Provided data
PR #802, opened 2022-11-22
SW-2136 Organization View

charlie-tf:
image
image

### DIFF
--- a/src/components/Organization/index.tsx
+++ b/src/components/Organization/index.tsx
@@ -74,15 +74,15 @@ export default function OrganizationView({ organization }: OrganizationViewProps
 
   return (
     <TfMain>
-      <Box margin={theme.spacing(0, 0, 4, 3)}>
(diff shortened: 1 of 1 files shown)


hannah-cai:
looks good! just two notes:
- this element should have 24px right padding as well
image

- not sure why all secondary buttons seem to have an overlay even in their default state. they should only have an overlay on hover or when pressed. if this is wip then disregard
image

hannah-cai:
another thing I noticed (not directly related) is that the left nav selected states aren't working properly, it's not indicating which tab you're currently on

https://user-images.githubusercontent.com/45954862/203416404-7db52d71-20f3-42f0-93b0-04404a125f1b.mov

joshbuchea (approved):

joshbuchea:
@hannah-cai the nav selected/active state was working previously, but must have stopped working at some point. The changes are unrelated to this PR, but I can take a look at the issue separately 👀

* * *

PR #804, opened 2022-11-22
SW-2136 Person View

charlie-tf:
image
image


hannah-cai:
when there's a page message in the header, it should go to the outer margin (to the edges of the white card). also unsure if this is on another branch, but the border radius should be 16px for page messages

Required work
All that is wanted is the stretch of lines above from the one containing "- not sure why" through the one containing "issue separately 👀", duplicated exactly.

Task solution
- not sure why all secondary buttons seem to have an overlay even in their default state. they should only have an overlay on hover or when pressed. if this is wip then disregard
image

hannah-cai:
another thing I noticed (not directly related) is that the left nav selected states aren't working properly, it's not indicating which tab you're currently on

https://user-images.githubusercontent.com/45954862/203416404-7db52d71-20f3-42f0-93b0-04404a125f1b.mov

joshbuchea (approved):

joshbuchea:
@hannah-cai the nav selected/active state was working previously, but must have stopped working at some point. The changes are unrelated to this PR, but I can take a look at the issue separately 👀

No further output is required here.